Keeping Hotel Guests Connected
By Marcio Avillez Vice President, Network Services, iPass | January 08, 2012
If you were to describe today's business traveler it would be difficult to pin it down to dress code, hair style or standard of hotel room. However one item that you would describe is a smartphone in every business traveler's hand…a laptop and increasingly a tablet.
Today, the average business traveler carries 2.68 mobile devices for work,(1) so keeping hotels guest connected to Wi-Fi during the stay has become even more important. It's not just guests' laptops anymore it's smartphone and tablets that are increasingly connecting to Wi-Fi networks.

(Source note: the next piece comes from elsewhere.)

PR #383, opened 2022-02-04
Fix asserts when aligning an empty sequence

### LINKED ISSUE #369: Assertion fails when aligning empty sequence
**Error:** When aligning an empty sequence, an assertion fails and the metagraph process crashes. This is problematic for metagraph server_query processes, as aligning with `client.align("")` to a public graph API will crash the underlying server process.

Since the introduction of smartphones, and now tablets, the growth in demand for data has increased exponentially. The Organization for Economic Co-operation and Development (OECD) released a report last year that illustrated that American wireless customers roaming in other industrial nations pay up to $22 per megabyte for roaming on cellular networks, while their European counterparts paid less than $7 per megabyte. While this data roaming has caused increased bill shock for consumers, mobile operators want to change this to avoid losing customers. This has been one of the main drivers for the resurgence in Wi-Fi that has increased the number of commercial Wi-Fi hotspots worldwide to over 700,000. Hotels are the number one connection point for business travelers according to a recent report, so hotels might also want to be cautious of causing similar 'bill shock' by offering various pricing options for Wi-Fi-even if the costs are presented upfront. (For a copy of the hospitality report visit here: http://bit.ly/uRb65n)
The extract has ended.